> Exercise directions
Would you print out every entry exactly as given?

> Exercise inputs
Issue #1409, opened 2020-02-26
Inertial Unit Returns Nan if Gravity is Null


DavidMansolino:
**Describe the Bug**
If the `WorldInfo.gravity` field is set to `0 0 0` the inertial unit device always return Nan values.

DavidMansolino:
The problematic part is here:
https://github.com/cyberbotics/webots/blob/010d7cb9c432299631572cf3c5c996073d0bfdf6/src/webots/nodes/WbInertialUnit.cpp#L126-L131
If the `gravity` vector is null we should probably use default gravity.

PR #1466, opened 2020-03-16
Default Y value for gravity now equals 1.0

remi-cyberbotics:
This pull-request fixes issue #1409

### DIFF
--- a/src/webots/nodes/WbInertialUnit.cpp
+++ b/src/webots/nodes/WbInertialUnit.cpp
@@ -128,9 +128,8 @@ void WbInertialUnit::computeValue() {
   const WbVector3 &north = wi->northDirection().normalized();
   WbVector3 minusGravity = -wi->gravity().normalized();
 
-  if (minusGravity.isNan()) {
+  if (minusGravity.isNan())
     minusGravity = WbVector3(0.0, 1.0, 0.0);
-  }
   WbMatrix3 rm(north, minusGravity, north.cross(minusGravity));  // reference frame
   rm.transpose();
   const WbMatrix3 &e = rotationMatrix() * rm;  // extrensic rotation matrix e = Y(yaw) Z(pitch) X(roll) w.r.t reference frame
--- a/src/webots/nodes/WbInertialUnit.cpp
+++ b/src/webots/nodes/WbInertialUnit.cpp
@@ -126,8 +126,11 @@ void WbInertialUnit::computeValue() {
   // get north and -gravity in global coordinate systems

> Answer below
Issue #1409, opened 2020-02-26
Inertial Unit Returns Nan if Gravity is Null


DavidMansolino:
**Describe the Bug**
If the `WorldInfo.gravity` field is set to `0 0 0` the inertial unit device always return Nan values.

DavidMansolino:
The problematic part is here:
https://github.com/cyberbotics/webots/blob/010d7cb9c432299631572cf3c5c996073d0bfdf6/src/webots/nodes/WbInertialUnit.cpp#L126-L131
If the `gravity` vector is null we should probably use default gravity.

PR #1466, opened 2020-03-16
Default Y value for gravity now equals 1.0

remi-cyberbotics:
This pull-request fixes issue #1409

### DIFF
--- a/src/webots/nodes/WbInertialUnit.cpp
+++ b/src/webots/nodes/WbInertialUnit.cpp
@@ -128,9 +128,8 @@ void WbInertialUnit::computeValue() {
   const WbVector3 &north = wi->northDirection().normalized();
   WbVector3 minusGravity = -wi->gravity().normalized();
 
-  if (minusGravity.isNan()) {
+  if (minusGravity.isNan())
     minusGravity = WbVector3(0.0, 1.0, 0.0);
-  }
   WbMatrix3 rm(north, minusGravity, north.cross(minusGravity));  // reference frame
   rm.transpose();
   const WbMatrix3 &e = rotationMatrix() * rm;  // extrensic rotation matrix e = Y(yaw) Z(pitch) X(roll) w.r.t reference frame
--- a/src/webots/nodes/WbInertialUnit.cpp
+++ b/src/webots/nodes/WbInertialUnit.cpp
@@ -126,8 +126,11 @@ void WbInertialUnit::computeValue() {
   // get north and -gravity in global coordinate systems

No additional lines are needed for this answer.